How to split a big CSV file using Linux or macOS Terminal?
Table of Contents
So, you’ve got your hands on a massive CSV file, and the task at hand is to break it down into smaller, more manageable chunks. Whether it’s for avoiding limitations in CSV editors or for ease of handling, the Linux or macOS Terminal has got you covered with a straightforward utility: split
. For a detailed reference, consult the split man page.
Basic Usage
The split
command offers versatility in breaking up files based on lines, bytes, or a specified number of parts. This flexibility makes it suitable for both text-based and binary files. For our CSV file, which is essentially a structured text file, we’ll leverage the lines
parameter.
split -l 100000 filename.csv
This basic command generates segmented files labeled xaa, xab, xac, and so forth. To further organize and enhance the filenames, let’s explore additional features.
Adding Structure with Prefixes and Numeric Suffixes
The split
command allows customization by introducing two useful parameters: -d
for numeric suffixes and the prefix
parameter for generated files. Here’s an example:
split -l 100000 -d filename.csv file_
This command results in files named file_01, file_02, file_03, and so on. To refine the naming convention, we can append “.csv” to all generated files:
for i in $(find file_*); do mv $i "$i.csv"; done
Ensuring Consistent Headers
Dealing with CSV files means contending with header lines. If your split files lack the initial header present in the original file, follow these steps to ensure consistency.

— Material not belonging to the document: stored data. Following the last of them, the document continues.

PR #324, opened 2026-05-15
feat(earn): usd pricing for assets

dewanshparashar:
## Summary

Fixes USD pricing in Earn end-to-end. Structured in three layers for review:

**1. API + adapters** — `StandardOpportunityBase` carries `underlyingTokenPriceUsd` / `shareTokenPriceUsd`; `StandardUserPosition` carries `tokenPriceUsd`. LiFi (Zerion), Pendle (Pendle prices), and Vaults adapters populate them. Price-endpoint failures degrade to `null` and never block opportunity rendering.

**2. Hook (for easy integration)** — new `useEarnPrices` purely derives `priceByAddress` + `priceBySymbol` maps from already-fetched opportunities and positions (no extra fetch). `useEarnTokenPrice` wrapper falls back to `useETHPrice` for native ETH.

**3. UI integration** — same hook consumed across all three opportunity panels (`VaultActionPanel`, `LiquidStakingActionPanel`, `PendleActionPanel`), plus tx history + details. Shared formatter `getEarnInputUsdValue` keeps the input → USD conversion consistent.

<p float="left">
image
image
image
</p>

## Test plan
- [ ] Lend: input shows live USD valuation.
- [ ] Liquid staking: USD shown on both input + receive sides; native ETH falls back to `useETHPrice`.
- [ ] Pendle: PT and underlying both priced.
- [ ] Tx history: USD resolves for all three categories, including Pendle `PT*` rows.
- [ ] Force a price-endpoint failure → rows still render, `valueUsd: null`.

Closes FS-2094

### DIFF
--- a/packages/app/src/app/api/onchain-actions/v1/earn/lib/pendleApi.ts
+++ b/packages/app/src/app/api/onchain-actions/v1/earn/lib/pendleApi.ts
@@ -604,3 +604,51 @@ export async function getPendleTransactionHistory({
     pageSize: rawData.pageSize || pageSize,
   };
 }
+
+/**
+ * Batched USD price lookup for Pendle assets (PT, SY, YT, underlying).
+ * Returns a Map keyed by lowercased address. Missing entries map to null.
+ * Docs: https://api-v2.pendle.finance/core/docs#tag/assets/get/v1/prices/assets
+ */
+export async function getPendleAssetPrices(params: {
+  chainId: number;
+  addresses: string[];
+}): Promise<Map<string, number | null>> {
+  const { chainId, addresses } = params;
+  const result = new Map<string, number | null>();
+  if (addresses.length === 0) return result;
+
+  const unique = Array.from(new Set(addresses.map((a) => a.toLowerCase())));
+  for (const addr of unique) result.set(addr, null);
+
+  const url = new URL(`${PENDLE_API_BASE_URL}/v1/${chainId}/assets/prices`);
+  url.searchParams.set('addresses', unique.join(','));
+
+  const response = await fetch(url.toString());
+  if (!response.ok) throw new Error(await parsePendleApiError(response));
+
+  const payload = (await response.json()) as
+    | { pricesUsd?: Record<string, number | string> }
+    | { prices?: Record<string, number | string> }
+    | { data?: Array<{ address?: string; priceUsd?: number | string; price?: number | string }> };
+
+  const priceMap =
+    ('pricesUsd' in payload && payload.pricesUsd) ||
+    ('prices' in payload && payload.prices) ||
+    null;
+
+  if (priceMap) {
+    for (const [addr, raw] of Object.entries(priceMap)) {
+      const num = Number(raw);
+      result.set(addr.toLowerCase(), Number.isFinite(num) ? num : null);
+    }
+  } else if ('data' in payload && Array.isArray(payload.data)) {
+    for (const item of payload.data) {
+      if (!item?.address) continue;
+      const num = Number(item.priceUsd ?? item.price);
+      result.set(item.address.toLowerCase(), Number.isFinite(num) ? num : null);
+    }
+  }
+
+  return result;
+}
--- a/packages/app/src/app/api/onchain-actions/v1/earn/lib/pendleApi.ts
+++ b/packages/app/src/app/api/onchain-actions/v1/earn/lib/pendleApi.ts
@@ -605,7 +605,8 @@ export async function getPendleTransactionHistory({
   };
 }
 
-// GET /v1/{chainId}/assets/prices?addresses=0x... → { prices: { "0x...": number } }
+// Docs: https://api-v2.pendle.finance/core/docs#tag/assets/get/v1/prices/assets
+// Response keys are "{chainId}-{address}"; we strip the prefix so consumers look up by plain address.
 export async function getPendleAssetPrices(params: {
   chainId: number;
   addresses: string[];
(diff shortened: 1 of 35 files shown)


packages/app/src/app/api/onchain-actions/v1/earn/lib/pendleApi.ts
```diff
@@ -604,3 +604,33 @@ export async function getPendleTransactionHistory({
     pageSize: rawData.pageSize || pageSize,
   };
 }
+
+// Docs: https://api-v2.pendle.finance/core/docs#tag/assets/get/v1/prices/assets
```
fionnachan, line 622: chainId should be a query param according to this doc, so we should implement that instead?

packages/app/src/app/api/onchain-actions/v1/earn/lib/pendleApi.ts
```diff
@@ -604,3 +604,33 @@ export async function getPendleTransactionHistory({
...
+  for (const addr of unique) result.set(addr, null);
+
+  const url = new URL(`${PENDLE_API_BASE_URL}/v1/${chainId}/assets/prices`);
+  url.searchParams.set('addresses', unique.join(','));
+
+  const response = await fetch(url.toString());
+  if (!response.ok) throw new Error(await parsePendleApiError(response));
+
+  const payload = (await response.json()) as {
+    pricesUsd?: Record<string, number | string>;
```
fionnachan: where does this shape come from?
because I don't see `pricesUsd` from the response
https://api-v2.pendle.finance/core/v1/42161/assets/prices?skip=0&type=PENDLE_LP

https://api-v2.pendle.finance/core/v1/prices/assets?skip=0&type=PENDLE_LP&chainId=1

packages/app/src/hooks/earn/useEarnPrices.ts
```diff
@@ -0,0 +1,124 @@
...
+      const underlyingPrice = parseFiniteNumber(row.underlyingTokenPriceUsd, { min: 0 });
+      const sharePrice = parseFiniteNumber(row.shareTokenPriceUsd, { min: 0 });
+
+      if (row.underlyingTokenAddress && underlyingPrice) {
+        byAddress.set(makeAddressKey(row.chainId, row.underlyingTokenAddress), underlyingPrice);
+      }
+      if (row.shareTokenAddress && sharePrice) {
+        byAddress.set(makeAddressKey(row.chainId, row.shareTokenAddress), sharePrice);
+      }
+      if (row.token && underlyingPrice) {
```
fionnachan, line 68: does this cover multiple pendle tokens for the same underlying token with different maturity dates?

packages/app/src/components/earn/EarnTransactionHistoryTable.tsx
```diff
@@ -132,6 +132,26 @@ function getDisplayAsset(
...
+      };
+    }
+    if (hasOutputAsset) {
+      return {
+        amountRaw: row.outputAssetAmountRaw!,
+        symbol: row.outputAssetSymbol!,
+        decimals: row.outputAssetDecimals!,
+        logo: row.outputAssetLogo ?? row.assetLogo,
+      };
+    }
```
chrstph-dvx: Can we either improve the type, so we know that when action === 'sell' then we're guaranteed to have those input properties (and if it's different than sell, then we have output... properties), or check manually in the if/else here?

packages/app/src/app/api/onchain-actions/v1/earn/lib/pendleApi.ts
dewanshparashar: Good catch - this was overwritten when I was trying out something else. Fixed the `prices` key.

packages/app/src/app/api/onchain-actions/v1/earn/lib/pendleApi.ts
dewanshparashar: Updated the implementation to reflect the latest v2 pendle price api

packages/app/src/components/earn/EarnTransactionHistoryTable.tsx
dewanshparashar: refactored the if-else to make it less verbose and better for readability

packages/app/src/hooks/earn/useEarnPrices.ts
dewanshparashar: The get price-by-symbol isn't. That's why we also have a get-price-by-address alternative exposed by the same hook which can be used for colliding cases since address will be unique across pendle markets with different maturity dates.

packages/app/src/hooks/earn/useEarnPrices.ts
```diff
@@ -0,0 +1,124 @@
...
+      // Pendle's tx history uses the "PT"+underlying convention as the row symbol.
+      if (row.category === OpportunityCategory.FixedYield && row.token && sharePrice) {
+        bySymbol.set(makeSymbolKey(row.chainId, `PT${row.token}`), sharePrice);
+      }
+    }
+
+    for (const position of positionsMap.values()) {
+      const positionPrice = parseFiniteNumber(position.tokenPriceUsd, { min: 0 });
+      if (!position.tokenAddress || !positionPrice) continue;
+      const key = makeAddressKey(chainId, position.tokenAddress);
```
fionnachan, line 80: can you double check this for pendle please?

https://api-v2.pendle.finance/core/docs#tag/markets/get/v2/markets/all

the `position.tokenAddress` would be sth like this `1-0xb87511364014c088e30f872efc4a00d7efb843ac` instead of `0xb87511364014c088e30f872efc4a00d7efb843ac` so could be an issue?

dewanshparashar: Although this wasn't impacting the functionality since the same composite id was being used to reference the token in all Pendle flows, but at the core it should be consistent. So I normalized the pendle token address at the source, and now it's being reflected as a plain address everywhere downstream as intended.

chrstph-dvx (approved):

fionnachan (approved):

for i in $(find . -type f -name "file_*.csv" -not -name "file_00.csv");
do echo -e "$(head -1 file_00.csv)\n$(cat $i)" > $i;
done
This script copies the first line (header) from file_00.csv to all other split files, maintaining uniformity across segments.
Putting It All Together
To summarize the process:
Step 1: Split the CSV file into parts of 100,000 lines and prefix the generated files with “file_”.
split -l 100000 -d filename.csv file_
Step 2: Add “.csv” to all generated files.
for i in $(find file_*); do mv $i "$i.csv"; done
Step 3: Copy the header from the first generated file to the beginning of the other files.
for i in $(find . -type f -name "file_*.csv" -not -name "file_00.csv");
do echo -e "$(head -1 file_00.csv)\n$(cat $i)" > $i;
done
By following these steps, you can efficiently manage and manipulate large CSV files in a Unix-like environment using the command line.